▶ _What is being asked_: From the entries below, retype only the lines from the one with "Add unit test" through the one with "fredlacs: same", exactly as written.

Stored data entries
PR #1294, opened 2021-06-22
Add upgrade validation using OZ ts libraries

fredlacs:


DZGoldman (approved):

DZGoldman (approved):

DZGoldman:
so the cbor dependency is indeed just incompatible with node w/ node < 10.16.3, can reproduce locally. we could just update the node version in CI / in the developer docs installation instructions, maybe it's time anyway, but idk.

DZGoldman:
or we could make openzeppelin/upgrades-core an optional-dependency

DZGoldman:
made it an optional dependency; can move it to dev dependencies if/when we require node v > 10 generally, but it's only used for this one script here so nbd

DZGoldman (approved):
* * *
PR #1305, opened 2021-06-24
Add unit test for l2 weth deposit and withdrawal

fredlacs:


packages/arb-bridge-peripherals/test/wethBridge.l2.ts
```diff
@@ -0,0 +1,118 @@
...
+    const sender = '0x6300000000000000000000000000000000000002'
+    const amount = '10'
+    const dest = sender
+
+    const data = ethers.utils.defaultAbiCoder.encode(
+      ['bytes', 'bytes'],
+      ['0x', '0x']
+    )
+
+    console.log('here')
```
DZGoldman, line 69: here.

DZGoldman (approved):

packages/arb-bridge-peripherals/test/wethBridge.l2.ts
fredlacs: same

▶ _Exercise solution_:
Add unit test for l2 weth deposit and withdrawal

fredlacs:


packages/arb-bridge-peripherals/test/wethBridge.l2.ts
```diff
@@ -0,0 +1,118 @@
...
+    const sender = '0x6300000000000000000000000000000000000002'
+    const amount = '10'
+    const dest = sender
+
+    const data = ethers.utils.defaultAbiCoder.encode(
+      ['bytes', 'bytes'],
+      ['0x', '0x']
+    )
+
+    console.log('here')
```
DZGoldman, line 69: here.

DZGoldman (approved):

packages/arb-bridge-peripherals/test/wethBridge.l2.ts
fredlacs: same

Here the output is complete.